• _Work to complete_:
Reproduce the entries below exactly, but only from the line containing "Yoshanuikabundi, line 36: <p>Obviously" to the line containing "</pre><p> </p><p>I think", inclusive.

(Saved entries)
**********
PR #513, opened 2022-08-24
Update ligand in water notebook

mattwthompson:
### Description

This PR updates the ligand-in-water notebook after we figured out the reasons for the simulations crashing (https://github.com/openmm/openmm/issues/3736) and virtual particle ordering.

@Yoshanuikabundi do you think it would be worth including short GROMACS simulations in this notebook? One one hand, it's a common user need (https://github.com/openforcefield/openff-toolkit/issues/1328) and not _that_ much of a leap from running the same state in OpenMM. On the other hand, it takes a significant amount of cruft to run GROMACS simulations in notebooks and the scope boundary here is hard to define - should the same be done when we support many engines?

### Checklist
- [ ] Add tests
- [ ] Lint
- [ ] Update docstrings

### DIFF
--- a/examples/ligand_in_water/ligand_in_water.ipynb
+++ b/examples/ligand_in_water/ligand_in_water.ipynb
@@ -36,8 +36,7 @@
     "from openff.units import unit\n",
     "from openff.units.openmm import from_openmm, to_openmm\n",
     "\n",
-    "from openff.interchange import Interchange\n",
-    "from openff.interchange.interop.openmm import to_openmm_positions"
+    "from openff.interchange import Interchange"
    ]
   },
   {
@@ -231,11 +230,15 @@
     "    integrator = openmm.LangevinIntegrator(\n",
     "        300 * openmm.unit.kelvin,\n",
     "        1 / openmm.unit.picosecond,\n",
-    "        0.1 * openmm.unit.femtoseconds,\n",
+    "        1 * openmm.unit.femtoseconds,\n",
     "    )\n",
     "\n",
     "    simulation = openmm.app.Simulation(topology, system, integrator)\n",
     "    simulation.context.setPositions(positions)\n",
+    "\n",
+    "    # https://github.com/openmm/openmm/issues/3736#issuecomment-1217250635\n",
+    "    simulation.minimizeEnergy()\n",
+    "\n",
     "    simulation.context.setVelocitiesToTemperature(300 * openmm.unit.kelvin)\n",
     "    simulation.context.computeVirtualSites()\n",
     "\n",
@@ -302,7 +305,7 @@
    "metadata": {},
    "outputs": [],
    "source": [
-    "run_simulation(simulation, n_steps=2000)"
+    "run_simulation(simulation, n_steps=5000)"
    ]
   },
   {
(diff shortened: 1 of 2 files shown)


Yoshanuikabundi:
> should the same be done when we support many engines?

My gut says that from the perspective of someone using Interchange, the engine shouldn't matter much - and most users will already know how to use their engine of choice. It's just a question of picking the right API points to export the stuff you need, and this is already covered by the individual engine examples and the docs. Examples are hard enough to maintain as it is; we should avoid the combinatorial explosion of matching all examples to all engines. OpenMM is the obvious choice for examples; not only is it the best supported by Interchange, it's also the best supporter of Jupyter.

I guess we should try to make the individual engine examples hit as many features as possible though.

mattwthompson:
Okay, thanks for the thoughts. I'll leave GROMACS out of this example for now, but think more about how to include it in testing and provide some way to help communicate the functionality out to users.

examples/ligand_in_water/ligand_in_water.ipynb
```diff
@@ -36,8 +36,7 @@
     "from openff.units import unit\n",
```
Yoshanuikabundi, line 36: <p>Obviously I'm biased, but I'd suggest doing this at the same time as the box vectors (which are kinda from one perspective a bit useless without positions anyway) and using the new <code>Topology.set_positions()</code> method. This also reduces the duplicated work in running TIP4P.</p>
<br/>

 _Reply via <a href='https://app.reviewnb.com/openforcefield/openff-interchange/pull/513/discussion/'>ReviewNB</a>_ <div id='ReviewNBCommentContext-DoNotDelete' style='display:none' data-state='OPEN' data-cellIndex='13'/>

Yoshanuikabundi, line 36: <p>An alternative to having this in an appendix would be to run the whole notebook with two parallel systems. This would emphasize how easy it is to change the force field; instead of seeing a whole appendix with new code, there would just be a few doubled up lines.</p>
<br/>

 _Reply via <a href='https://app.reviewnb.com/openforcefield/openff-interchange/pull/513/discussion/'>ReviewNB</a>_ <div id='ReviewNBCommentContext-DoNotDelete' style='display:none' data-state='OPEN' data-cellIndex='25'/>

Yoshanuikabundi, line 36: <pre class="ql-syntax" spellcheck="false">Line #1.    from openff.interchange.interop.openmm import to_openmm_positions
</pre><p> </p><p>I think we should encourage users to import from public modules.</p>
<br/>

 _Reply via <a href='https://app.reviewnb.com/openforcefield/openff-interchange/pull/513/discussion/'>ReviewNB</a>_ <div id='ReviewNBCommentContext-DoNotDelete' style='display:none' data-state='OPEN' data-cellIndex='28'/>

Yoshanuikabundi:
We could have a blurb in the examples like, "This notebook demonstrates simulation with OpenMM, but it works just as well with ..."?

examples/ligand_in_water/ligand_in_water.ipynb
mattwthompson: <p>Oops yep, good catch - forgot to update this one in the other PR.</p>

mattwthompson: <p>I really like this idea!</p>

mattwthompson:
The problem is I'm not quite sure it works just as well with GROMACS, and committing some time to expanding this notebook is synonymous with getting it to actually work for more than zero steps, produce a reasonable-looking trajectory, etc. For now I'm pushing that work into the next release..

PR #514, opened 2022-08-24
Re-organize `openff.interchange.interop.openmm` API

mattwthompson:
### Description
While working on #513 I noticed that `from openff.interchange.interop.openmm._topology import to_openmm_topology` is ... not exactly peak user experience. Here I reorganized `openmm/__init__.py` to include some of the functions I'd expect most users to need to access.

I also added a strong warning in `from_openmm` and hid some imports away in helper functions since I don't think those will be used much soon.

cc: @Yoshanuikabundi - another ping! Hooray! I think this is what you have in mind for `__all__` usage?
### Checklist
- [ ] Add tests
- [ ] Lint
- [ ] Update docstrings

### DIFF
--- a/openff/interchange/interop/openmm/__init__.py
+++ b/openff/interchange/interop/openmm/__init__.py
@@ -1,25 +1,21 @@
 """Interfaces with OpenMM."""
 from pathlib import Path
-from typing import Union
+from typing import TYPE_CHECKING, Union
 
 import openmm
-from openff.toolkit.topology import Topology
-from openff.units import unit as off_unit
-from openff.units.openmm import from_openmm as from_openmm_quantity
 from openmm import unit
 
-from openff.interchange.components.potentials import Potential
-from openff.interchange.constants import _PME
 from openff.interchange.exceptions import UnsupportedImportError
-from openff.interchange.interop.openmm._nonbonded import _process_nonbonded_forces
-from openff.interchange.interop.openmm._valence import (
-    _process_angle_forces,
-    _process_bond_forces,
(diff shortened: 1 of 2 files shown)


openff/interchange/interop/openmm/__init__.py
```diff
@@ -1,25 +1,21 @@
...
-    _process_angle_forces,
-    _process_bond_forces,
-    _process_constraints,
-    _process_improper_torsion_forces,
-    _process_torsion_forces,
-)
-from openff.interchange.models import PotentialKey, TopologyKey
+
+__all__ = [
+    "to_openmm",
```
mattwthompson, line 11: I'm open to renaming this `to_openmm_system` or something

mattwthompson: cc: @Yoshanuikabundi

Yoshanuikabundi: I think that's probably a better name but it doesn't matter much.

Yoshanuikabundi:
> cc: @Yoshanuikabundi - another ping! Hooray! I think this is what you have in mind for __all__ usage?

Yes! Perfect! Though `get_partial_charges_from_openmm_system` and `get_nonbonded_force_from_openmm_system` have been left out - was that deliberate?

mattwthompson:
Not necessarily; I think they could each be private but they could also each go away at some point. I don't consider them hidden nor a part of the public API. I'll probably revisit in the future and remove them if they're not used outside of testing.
**********
• _Response_:
Yoshanuikabundi, line 36: <p>Obviously I'm biased, but I'd suggest doing this at the same time as the box vectors (which are kinda from one perspective a bit useless without positions anyway) and using the new <code>Topology.set_positions()</code> method. This also reduces the duplicated work in running TIP4P.</p>
<br/>

 _Reply via <a href='https://app.reviewnb.com/openforcefield/openff-interchange/pull/513/discussion/'>ReviewNB</a>_ <div id='ReviewNBCommentContext-DoNotDelete' style='display:none' data-state='OPEN' data-cellIndex='13'/>

Yoshanuikabundi, line 36: <p>An alternative to having this in an appendix would be to run the whole notebook with two parallel systems. This would emphasize how easy it is to change the force field; instead of seeing a whole appendix with new code, there would just be a few doubled up lines.</p>
<br/>

 _Reply via <a href='https://app.reviewnb.com/openforcefield/openff-interchange/pull/513/discussion/'>ReviewNB</a>_ <div id='ReviewNBCommentContext-DoNotDelete' style='display:none' data-state='OPEN' data-cellIndex='25'/>

Yoshanuikabundi, line 36: <pre class="ql-syntax" spellcheck="false">Line #1.    from openff.interchange.interop.openmm import to_openmm_positions
</pre><p> </p><p>I think we should encourage users to import from public modules.</p>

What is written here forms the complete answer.